US, 2008, 35mm, color, 118 min.

The latest documentary by Errol Morris (b. 1948), Standard Operating Procedure bears some obvious resemblance to Morris' previous film about Robert McNamara, The Fog of War (2003), while continuing some of the central concerns and procedures of Morris' classic The Thin Blue Line (1988). All three make novel use of interviews and re-enactments to re-visit and patiently examine the evidence of an event whose official narrative already exists. Yet while The Thin Blue Line turns on questions of legal guilt and innocence, of justice, and of memory, the issues here are those of duty and ethical responsibility. For Morris as well, the very nature of photography (and cinematography), with their inherent truth claims, are also called into question. What does an image tell us? What does it reveal and what does it hide?

For this special screening Morris will engage in a public conversation with Homi Bhabha, Director of the Humanities Center at Harvard and author of the celebrated book The Location of Culture.
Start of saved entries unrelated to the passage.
PR #4003, opened 2021-06-10
Reduce default value for DEFAULT_KEY_BUFFER_SIZE

benediktbrandt:
This is a continuation of https://github.com/spulec/moto/pull/3994

This PR reduces the default value for DEFAULT_KEY_BUFFER_SIZE to 1KB less than the UPLOAD_PART_MIN_SIZE. This prevents in memory caching for multi part uploads. To facilitate this change I had to move the constant UPLOAD_PART_MIN_SIZE to the settings.py so that I was able to use it in the `get_s3_default_key_buffer_size` function without circular import issues.


bblommers (approved):
Thanks @benediktbrandt!

bblommers:
Scheduled this for the next minor release.

PR #4006, opened 2021-06-11
Escape Hyphen in Regular Expression

kyledecot:
Currently you cannot have a SSM parameter name that contains a hyphen such as `/my-cool-parameter` due to a missing backslash.

### DIFF
--- a/tests/test_ssm/test_ssm_boto3.py
+++ b/tests/test_ssm/test_ssm_boto3.py
@@ -1394,7 +1394,7 @@ def test_label_parameter_version_invalid_name():
 
     test_parameter_name = "test"
 
-    response = client.label_parameter_version.when.called_with(
+    client.label_parameter_version.when.called_with(
         Name=test_parameter_name, Labels=["test-label"]
     ).should.throw(
         ClientError,
@@ -1415,7 +1415,7 @@ def test_label_parameter_version_invalid_parameter_version():
         Type="String",
     )
 
-    response = client.label_parameter_version.when.called_with(
+    client.label_parameter_version.when.called_with(
         Name=test_parameter_name, Labels=["test-label"], ParameterVersion=5
     ).should.throw(
         ClientError,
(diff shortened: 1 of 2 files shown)


bblommers (changes requested):
Thanks for the fix @kyledecot!
Would you mind adding a test for this as well? Easiest way is probably to extend the existing `test_put_parameter` test (in `tests/test_ssm/test_ssm_boto3.py`), and parametrize it to verify that both `test` and `/my-cool-parameter` are valid names.

(An example of parameterization already exists in the same file, in the `test_describe_parameters_invalid_path`-test)

tests/test_ssm/test_ssm_boto3.py
```diff
@@ -227,76 +227,73 @@ def test_get_parameters_by_path():
...
     len(response["Parameters"]).should.equal(1)
-    response["Parameters"][0]["Name"].should.equal("test")
+    response["Parameters"][0]["Name"].should.equal(name)
     response["Parameters"][0]["Value"].should.equal("value")
     response["Parameters"][0]["Type"].should.equal("String")
     response["Parameters"][0]["Version"].should.equal(1)
     response["Parameters"][0]["LastModifiedDate"].should.be.a(datetime.datetime)
     response["Parameters"][0]["ARN"].should.equal(
-        "arn:aws:ssm:us-east-1:1234567890:parameter/test"
+        f"arn:aws:ssm:us-east-1:1234567890:parameter/{name}"
```
bblommers, line 250: We still support Py2, so f-strings will not work unfortunately.
We usually use "". format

The infamous photographs taken at Abu Ghraib have already become historic documents, seered into the collective memory of a nation with selective amnesia toward its own imperialist follies. In Standard Operating Procedure Morris interviews several of the guards at the prison, including Lynndie England, Javal Davis and Sabrina Harman, as well as former Brigadier General Janis Karpinski, and uses computer graphics and vivid re-enactments to put the iconic images into the context of life at the prison for both prisoners and guards. Remaining close to the actual participants, the film presents an
intimate portrait of the people who took the photographs and the people who carried out the abuses of power, presenting an indelible picture of the psychological toll of warfare.